Defects in PMP22, the protein involved in Charcot-Marie-Tooth disease type 1A (CMT1A), might play a role in the loss of myelin — the fatty substance that protects nerve fibers — associated with multiple sclerosis (MS), according to a case report.
The case report study, “A special association between Charcot-Marie-Tooth type 1A disease and relapsing remitting multiple sclerosis,” was published in Multiple Sclerosis and Related Disorders.
Charcot-Marie-Tooth (CMT) is the most common heritable disease that affects the peripheral nervous system — the network of nerves responsible for controlling movement and sensation in the limbs. The disease can be caused by different genetic mutations and manifest at various ages, depending on its type and subtype.

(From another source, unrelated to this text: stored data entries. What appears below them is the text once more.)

PR #3436, opened 2017-11-03
Fix dotr -tasty

nicolasstucki:


project/Build.scala
```diff
@@ -504,15 +504,17 @@ object Build {
...
-        val _  = packageAll.value
+        val _ = packageAll.value
         val scalaLib = attList
           .map(_.data.getAbsolutePath)
           .find(_.contains("scala-library"))
           .toList.mkString(":")
 
-        if (java == "")
+        if (args.isEmpty) {
+          println("Couldn't run `dotr` without args. Use `repl` to run the repl or add args to run the dotty application")
```
smarter: Why not call the repl task at this point instead?

nicolasstucki: I tried with `repl.evaluated` but then `dotr` only ran `repl` ignoring the nonempty args. Then I just decided to show this message as we don't really need more in the sbt project.

smarter: sbt task evaluation is tricky, you probably need to use a dynamic task to get that to work.

nicolasstucki: That is what I thought, hence settled for the message. My main concerns were the factorisation of code and checking the it was executing correctly.

project/Build.scala
```diff
@@ -640,6 +617,19 @@ object Build {
       }
   )
 
+  def dotDynTask(main: String) = Def.inputTaskDyn {
```
allanrenucci: I think `runCompilerMain` is a better name

project/Build.scala
```diff
@@ -504,49 +504,26 @@ object Build {
...
+        if (args.isEmpty) {
+          println("Couldn't run `dotr` without args. Use `repl` to run the repl or add args to run the dotty application")
+        } else if (java == "") {
           println("Couldn't find java executable on path, please install java to a default location")
-        else if (scalaLib == "") {
+        } else if (scalaLib == "") {
           println("Couldn't find scala-library on classpath, please run using script in bin dir instead")
         } else {
           val dottyLib = packageAll.value("dotty-library")
           s"""$java -classpath .:$dottyLib:$scalaLib ${args.mkString(" ")}""".!
```
allanrenucci: Since you're refactoring. Triple quotes is not needed here

.drone.yml
```diff
@@ -25,7 +25,7 @@ pipeline:
     image: lampepfl/dotty:2017-10-20
     commands:
       - cp -R . /tmp/1/ && cd /tmp/1/
-      - ./project/scripts/sbt ";compile ;testAll ;dotty-bench/jmh:run 1 1 tests/pos/alias.scala"
+      - ./project/scripts/sbt ";compile ;testAll ;dotty-bench/jmh:run 1 1 tests/pos/alias.scala; ;dotc tests/run/arraycopy.scala ;dotr Test"
```
allanrenucci: `tests/pos/alias.scala; ;dotc` double semicolon?

allanrenucci: Also not sure it is the best place to test an sbt task. @smarter Do you think it should be a scripted test?

project/Build.scala
allanrenucci: I don't think we should special case for empty `args`. We need a better solution:
If I run `dotr -Xprint:typer`, `args` is not empty, but I still want to run the REPL

.drone.yml
smarter: Scripted tests are always good in my opinion :)

project/Build.scala
nicolasstucki: you can at least run `repl -Xprint:typer`.

nicolasstucki:
Next step will be to remove the `dotty.tools.dot.FromTasty` driver and integrate it to `dotty.tools.dot.Main`. This will make `-tasty` an actual `ScalaSetings` flag.

dist/bin/dotc
```diff
@@ -82,7 +81,7 @@ case "$1" in
     # Optimize for short-running applications, see https://github.com/lampepfl/dotty/issues/222
     -Oshort) addJava "-XX:+TieredCompilation -XX:TieredStopAtLevel=1" && shift ;;
         -repl) PROG_NAME="$ReplMain" && shift ;;
-       -tasty) addScala "-Yretain-trees" && PROG_NAME="$FromTasty" && shift ;;
+       -tasty) addScala "-Yretain-trees" && PROG_NAME="$CompilerMain" && shift ;;
```
smarter: I would just make `-Yretain-trees` default to true when `-tasty` is used.

smarter: I mean, in the compiler itself, instead of doing it in various scripts.

nicolasstucki:
Last commit needs review

project/scripts/sbtBootstrappedTests
```diff
@@ -2,3 +2,34 @@
...
 ./project/scripts/sbt "dotty-bench-bootstrapped/jmh:run 1 1 tests/pos/alias.scala"
+
+
+# setup for `dotc`/`dotr` script tests
+./project/scripts/sbt dist-bootstrapped/pack
+
+# check that `dotc` compiles and `dotr` runs it
+echo "testing sbt dotc and dotr"
+mkdir out/scriptedtest0
+./dist-bootstrapped/target/pack/bin/dotc tests/pos/sbtDotrTest.scala -d out/scriptedtest0
```
OlivierBlanvillain: Any reason to use `dist-bootstrapped/**/dotc` instead of `bin/dotc`?

nicolasstucki: I wanted to make sure I was testing that version of the script. We could also add some tests for `bin/dotc` in the future.

OlivierBlanvillain: `bin/dotc` just forwards to `dist-bootstrapped/target/pack/bin/dotc` and call `sbt dist-bootstrapped/pack` if needed :)

nicolasstucki: Ok, I'll change it.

In certain subtypes of CMT, there have been cases of patients whose symptoms or type of brain lesions suggested a direct involvement of the central nervous system (CNS, composed of the brain, brainstem, and cerebellum).
“Also, data from literature reported the association between CMT1A/1B and MS, supported by genetic studies and clinical investigations showing a possible [loss of myelin] process,” the authors wrote.
In this case report study, physicians described the case of a young woman who had CMT1A and MS, supporting the idea that the conditions might have a common mechanism.
When she was admitted to the rehabilitation department, the 21-year-old had a history of gait impairments lasting approximately six years, and a history of MS over the last three years. She also had a family history of peripheral neuropathy and claimed she had pes cavus (high foot arch) — a foot deformity associated with CMT — since childhood.
She also had a history of acute psychosis and mental health impairments that worsened after she received several doses of intravenous methylprednisolone to treat her MS relapses. After that she started treatment with the immunomodulatory agent glatiramer acetate and later was started on fampridine.
During physical examination, she showed gait impairment, mild peripheral atrophy in her arms and legs, pes cavus, hammer toes, mild loss of sensation in her legs and urinary incontinence.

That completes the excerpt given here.